EXERCISE GOAL –
In the entries below, find each line bearing the string "tFrag" and copy it.

Items listed in a dataset:
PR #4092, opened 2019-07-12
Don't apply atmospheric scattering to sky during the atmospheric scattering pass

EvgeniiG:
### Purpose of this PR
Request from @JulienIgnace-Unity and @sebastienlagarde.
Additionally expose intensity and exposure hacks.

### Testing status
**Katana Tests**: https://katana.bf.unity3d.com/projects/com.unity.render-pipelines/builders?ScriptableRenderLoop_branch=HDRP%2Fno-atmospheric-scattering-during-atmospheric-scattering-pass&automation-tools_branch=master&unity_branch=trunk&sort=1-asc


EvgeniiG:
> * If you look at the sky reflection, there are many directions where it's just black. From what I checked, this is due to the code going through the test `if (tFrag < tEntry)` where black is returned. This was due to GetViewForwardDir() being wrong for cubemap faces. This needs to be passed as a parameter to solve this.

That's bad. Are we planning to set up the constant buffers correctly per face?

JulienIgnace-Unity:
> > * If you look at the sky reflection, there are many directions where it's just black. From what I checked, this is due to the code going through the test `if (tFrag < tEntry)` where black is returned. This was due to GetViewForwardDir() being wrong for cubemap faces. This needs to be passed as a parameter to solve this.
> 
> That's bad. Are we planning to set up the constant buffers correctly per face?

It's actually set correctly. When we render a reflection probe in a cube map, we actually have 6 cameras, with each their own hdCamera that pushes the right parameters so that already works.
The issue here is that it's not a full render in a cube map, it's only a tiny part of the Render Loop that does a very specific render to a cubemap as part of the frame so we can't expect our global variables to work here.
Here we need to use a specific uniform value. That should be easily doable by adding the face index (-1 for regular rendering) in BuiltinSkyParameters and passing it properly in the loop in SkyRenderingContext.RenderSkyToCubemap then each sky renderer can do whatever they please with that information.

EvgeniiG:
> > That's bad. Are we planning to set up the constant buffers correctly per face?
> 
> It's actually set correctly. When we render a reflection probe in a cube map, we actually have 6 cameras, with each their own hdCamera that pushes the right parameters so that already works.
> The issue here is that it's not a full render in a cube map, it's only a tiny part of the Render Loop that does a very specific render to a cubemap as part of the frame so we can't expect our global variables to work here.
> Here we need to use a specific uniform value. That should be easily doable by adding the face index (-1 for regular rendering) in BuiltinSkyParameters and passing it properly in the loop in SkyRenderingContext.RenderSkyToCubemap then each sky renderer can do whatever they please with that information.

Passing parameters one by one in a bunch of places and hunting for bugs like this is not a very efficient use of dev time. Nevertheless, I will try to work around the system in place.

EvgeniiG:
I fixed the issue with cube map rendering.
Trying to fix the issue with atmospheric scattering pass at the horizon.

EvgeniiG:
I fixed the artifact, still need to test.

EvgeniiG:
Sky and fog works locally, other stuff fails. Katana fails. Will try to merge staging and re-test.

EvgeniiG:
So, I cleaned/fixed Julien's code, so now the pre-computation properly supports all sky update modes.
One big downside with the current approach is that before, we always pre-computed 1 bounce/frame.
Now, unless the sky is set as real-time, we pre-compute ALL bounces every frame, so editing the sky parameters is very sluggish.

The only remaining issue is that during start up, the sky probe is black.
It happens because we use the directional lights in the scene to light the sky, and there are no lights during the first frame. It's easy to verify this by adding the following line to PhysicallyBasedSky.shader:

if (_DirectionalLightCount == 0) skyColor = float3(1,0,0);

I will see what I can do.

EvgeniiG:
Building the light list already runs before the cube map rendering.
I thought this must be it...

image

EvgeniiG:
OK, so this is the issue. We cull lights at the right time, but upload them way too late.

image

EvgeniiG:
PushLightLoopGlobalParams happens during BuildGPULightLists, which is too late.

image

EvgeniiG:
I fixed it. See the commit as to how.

--

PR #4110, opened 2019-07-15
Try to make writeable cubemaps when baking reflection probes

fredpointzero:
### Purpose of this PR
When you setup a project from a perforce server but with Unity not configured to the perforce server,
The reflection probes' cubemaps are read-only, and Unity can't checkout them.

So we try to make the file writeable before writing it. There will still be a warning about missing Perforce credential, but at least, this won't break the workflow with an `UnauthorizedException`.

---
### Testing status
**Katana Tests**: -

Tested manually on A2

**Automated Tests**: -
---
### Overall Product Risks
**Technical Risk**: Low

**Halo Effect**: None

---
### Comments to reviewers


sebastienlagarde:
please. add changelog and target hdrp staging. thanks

==

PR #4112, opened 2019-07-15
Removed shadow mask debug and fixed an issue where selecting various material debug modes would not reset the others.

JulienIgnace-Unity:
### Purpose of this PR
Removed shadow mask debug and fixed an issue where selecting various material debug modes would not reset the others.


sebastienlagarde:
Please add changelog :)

TASK SOLUTION –
> * If you look at the sky reflection, there are many directions where it's just black. From what I checked, this is due to the code going through the test `if (tFrag < tEntry)` where black is returned. This was due to GetViewForwardDir() being wrong for cubemap faces. This needs to be passed as a parameter to solve this.
> > * If you look at the sky reflection, there are many directions where it's just black. From what I checked, this is due to the code going through the test `if (tFrag < tEntry)` where black is returned. This was due to GetViewForwardDir() being wrong for cubemap faces. This needs to be passed as a parameter to solve this.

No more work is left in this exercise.